PR #477, opened 2025-06-11
Add typing to the entire library, and check it with mypy and pyright

abompard:
This changeset adds typing to the entire library.
It also drops support for Python 3.8 and Pika < 1.0


abompard:
Merged in 7e0f19b8

PR #532, opened 2025-11-04
Install a new event loop explicitly

### LINKED ISSUE #531: fedora-messaging broken with Python 3.14
I've just tried to upgrade bodhi in staging to F43 and noticed that fedora-messaging seems completely broken with Python 3.14. bodhi-consumer pod fails with:
```
Traceback (most recent call last):
File "/usr/bin/fedora-messaging", line 5, in <module>
from fedora_messaging.cli import cli
File "/usr/lib/python3.14/site-packages/fedora_messaging/cli.py", line 26, in <module>
asyncioreactor.install()
~~~~~~~~~~~~~~~~~~~~~~^^
File "/usr/lib/python3.14/site-packages/twisted/internet/asyncioreactor.py", line 304, in install
reactor = AsyncioSelectorReactor(eventloop)
File "/usr/lib/python3.14/site-packages/twisted/internet/asyncioreactor.py", line 50, in __init__
_eventloop: AbstractEventLoop = get_event_loop()
~~~~~~~~~~~~~~^^
File "/usr/lib64/python3.14/asyncio/events.py", line 715, in get_event_loop
raise RuntimeError('There is no current event loop in thread %r.'
% threading.current_thread().name)
RuntimeError: There is no current event loop in thread 'MainThread'.
```

I've also noticed that in koji builds no tests are performed.

jeremycline:
Python introduced some breaking changes[0] which cause it to no longer implicitly create an event loop. Create a new one and install it explicitly so Twisted doesn't collapse at import.

[0] https://docs.python.org/3/whatsnew/3.14.html#id10

Fixes: #531

### DIFF
--- a/.github/workflows/main.yml
+++ b/.github/workflows/main.yml
@@ -71,6 +71,7 @@ jobs:
           - py311-unittest
           - py312-unittest
           - py313-unittest
+          - py314-unittest
 
   integration-tests:
     name: Integration tests
@@ -106,6 +107,7 @@ jobs:
           - py311-integration
           - py312-integration
           - py313-integration
+          - py314-integration
 
 
   # https://packaging.python.org/en/latest/guides/publishing-package-distribution-releases-using-github-actions-ci-cd-workflows/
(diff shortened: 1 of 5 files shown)


jeremycline:
There's not an obvious way to get ahead of pytest initializing pytest_twisted which immediately falls over. I guess possibly some wrapper that sets things up before running pytest, but I'm not inclined to crawl into that particular rabbit hole.

PR #558, opened 2025-12-16
refactor(twisted/consumer): update asyncio.iscoroutinefunction to inspect.iscoroutine

### LINKED ISSUE #546: Deprecation warnings: asyncio.iscoroutinefunction
On upgrading our openQA deployments to Fedora 43 I noticed some deprecation warnings for fedora-messaging, I figured I'd report them so we can hopefully fix them before they become errors.

There are two deprecation warnings relating to asyncio.iscoroutinefunction:
```
/usr/lib/python3.14/site-packages/fedora_messaging/twisted/consumer.py:51: DeprecationWarning: 'asyncio.iscoroutinefunction' is deprecated and slated for removal in Python 3.16; use inspect.iscoroutinefunction() instead
/usr/lib/python3.14/site-packages/fedora_messaging/twisted/consumer.py:52: DeprecationWarning: 'asyncio.iscoroutinefunction' is deprecated and slated for removal in Python 3.16; use inspect.iscoroutinefunction() instead
```

servusdei2018:
Fixes #546 

[`asyncio.iscoroutinefunction` is deprecated](https://github.com/python/cpython/pull/122875) as of Python 3.14 (stable) and will be removed in Python 3.16.

This PR changes those deprecated references to use [`inspect.iscoroutinefunction`](https://docs.python.org/3/library/inspect.html#inspect.iscoroutinefunction), added in Python 3.5.

### DIFF
--- a/poetry.lock
+++ b/poetry.lock
@@ -2802,30 +2802,30 @@ files = [
 
 [[package]]
 name = "ruff"
-version = "0.16.3"
+version = "0.16.4"
 description = "An extremely fast Python linter and code formatter, written in Rust."
 optional = false
 python-versions = ">=3.7"
 groups = ["dev"]
 files = [
-    {file = "ruff-0.16.3-py3-none-linux_armv6l.whl", hash = "sha256:0c5710e247a58a4521e66e124ba9a74655b414f61ba3a2e9e3811e11098f48f7"},
-    {file = "ruff-0.16.3-py3-none-macosx_10_12_x86_64.whl", hash = "sha256:fe155130631a2471fd2e14a7a664a4dfbd7194b8229c3d7b2a40b21178639081"},
-    {file = "ruff-0.16.3-py3-none-macosx_11_0_arm64.whl", hash = "sha256:e2ed719e14aa64d895c2ee922594a90a43c861a93f0575a95ff8c47cdbd13eb9"},
-    {file = "ruff-0.16.3-py3-none-manylinux_2_17_aarch64.manylinux2014_aarch64.whl", hash = "sha256:9e0b1da805eb043654645d74d5de1e5ce2edc686e40790d2b86f56d71cc06a84"},
-    {file = "ruff-0.16.3-py3-none-manylinux_2_17_armv7l.manylinux2014_armv7l.whl", hash = "sha256:a37bdea0bbe21780f590bf437d6412c8c4e1b6cd010f91a65c2c40c5e5f5f870"},
-    {file = "ruff-0.16.3-py3-none-manylinux_2_17_i686.manylinux2014_i686.whl", hash = "sha256:09571e6d1288ed9be475207a3ac04ada404f1cd898104be0f6ab8d7df438575b"},
-    {file = "ruff-0.16.3-py3-none-manylinux_2_17_ppc64le.manylinux2014_ppc64le.whl", hash = "sha256:2c18c5a101eb540010638cc1ff3c84944d3adb3df62b8d98ca8f22ba484d3413"},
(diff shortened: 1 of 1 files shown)


AdamWill:
This would also need to change the comment block that states a specific reason for using asyncio. over inspect. And we should verify that we don't need this to work on Python < 3.10, which isn't a safe assumption - RHEL 9's system Python is 3.9, so if we run anything that uses fedora-messaging on EL 9, it could potentially be an issue.

servusdei2018:
> This would also need to change the comment block that states a specific reason for using asyncio. over inspect. And we should verify that we don't need this to work on Python < 3.10, which isn't a safe assumption - RHEL 9's system Python is 3.9, so if we run anything that uses fedora-messaging on EL 9, it could potentially be an issue.

@AdamWill Just added backwards compatibility for Python pre-3.10.

AdamWill:
So I looked into the cpython commit history, and it seems the change to make the `inspect` version match the `asyncio` version actually landed in 3.10.6:
```
[adamw@toolbx fedora-toolbox-44 cpython ((v3.10.4))]$ git checkout v3.10.5
Previous HEAD position was 9d38120e335 Python 3.10.4
HEAD is now at f3771539678 Python 3.10.5
[adamw@toolbx fedora-toolbox-44 cpython ((v3.10.5))]$ git log --oneline Lib/inspect.py | grep gh-84753
[adamw@toolbx fedora-toolbox-44 cpython ((v3.10.5))]$ git checkout v3.10.6
Previous HEAD position was f3771539678 Python 3.10.5
HEAD is now at 9c7b4bd1646 Python 3.10.6
[adamw@toolbx fedora-toolbox-44 cpython ((v3.10.6))]$ git log --oneline Lib/inspect.py | grep gh-84753
47f23b2d8a1 gh-84753: Make inspect.iscoroutinefunction() work with AsyncMock (GH-94050) (GH-94461)
```
so I think we should tweak this to:
```
if sys.version_info < (3, 10, 6):
```
aside from that I think it's probably good to go.

AdamWill:
That seems...overcomplicated, now?

Why not just do this?

```
--- a/fedora_messaging/twisted/consumer.py
+++ b/fedora_messaging/twisted/consumer.py
@@ -4,7 +4,12 @@
 
 import asyncio
 import logging
+import sys
 import uuid
+if sys.version_info < (3, 10, 6):
+    from asyncio import iscoroutinefunction
+else:
+    from inspect import iscoroutinefunction
 from collections.abc import Coroutine, Generator
 from typing import Any, Callable, cast, Optional, TYPE_CHECKING, Union
 
@@ -44,11 +49,8 @@ def is_coro(
     func_or_obj: config.CallbackType,
 ) -> "TypeGuard[Callable[..., Coroutine[Any, Any, Any]]]":
     """Tests if a function is a coroutine function or a callable coroutine object."""
-    # Until Python 3.10, inspect.iscoroutinefunction() will fail to identify AsyncMocks
-    # as coroutines: https://github.com/python/cpython/issues/84753
-    # Use asyncio.iscoroutinefunction() instead.
-    return asyncio.iscoroutinefunction(func_or_obj) or (
-        callable(func_or_obj) and asyncio.iscoroutinefunction(func_or_obj.__call__)  # type: ignore
+    return iscoroutinefunction(func_or_obj) or (
+        callable(func_or_obj) and iscoroutinefunction(func_or_obj.__call__)  # type: ignore
     )
```

AdamWill:
I think this is probably fine now except it doesn't need to be 12 commits :D It could be squashed to one.

I'm not sure who has permissions to merge in this repo. @abompard ?

jeremycline:
I have no idea why GitHub closed this, all I did was rebase and squash it. And it doesn't seem like I can re-open it either...

PR #582, opened 2026-06-23
Handle BadDeclaration when setting up the bindings as well

abompard:
This commit moves the `BadDeclaration` handling to an errback.

There's also some refactoring in the `test_api.py` file to factor out some common operations and make things a bit clearer (I think).

Check it out when you have time please @jeremycline


jeremycline (approved):
Nice cleanups in the tests, and the errback is much more consistent. Thanks for tidying that up!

◆ ◆ ◆

**What the task requires**
Your task is to reproduce the entries exactly, starting at the first line and ending with the line containing "### LINKED ISSUE #531: fedora-messaging".

**Output for this task**
PR #477, opened 2025-06-11
Add typing to the entire library, and check it with mypy and pyright

abompard:
This changeset adds typing to the entire library.
It also drops support for Python 3.8 and Pika < 1.0


abompard:
Merged in 7e0f19b8

PR #532, opened 2025-11-04
Install a new event loop explicitly

### LINKED ISSUE #531: fedora-messaging broken with Python 3.14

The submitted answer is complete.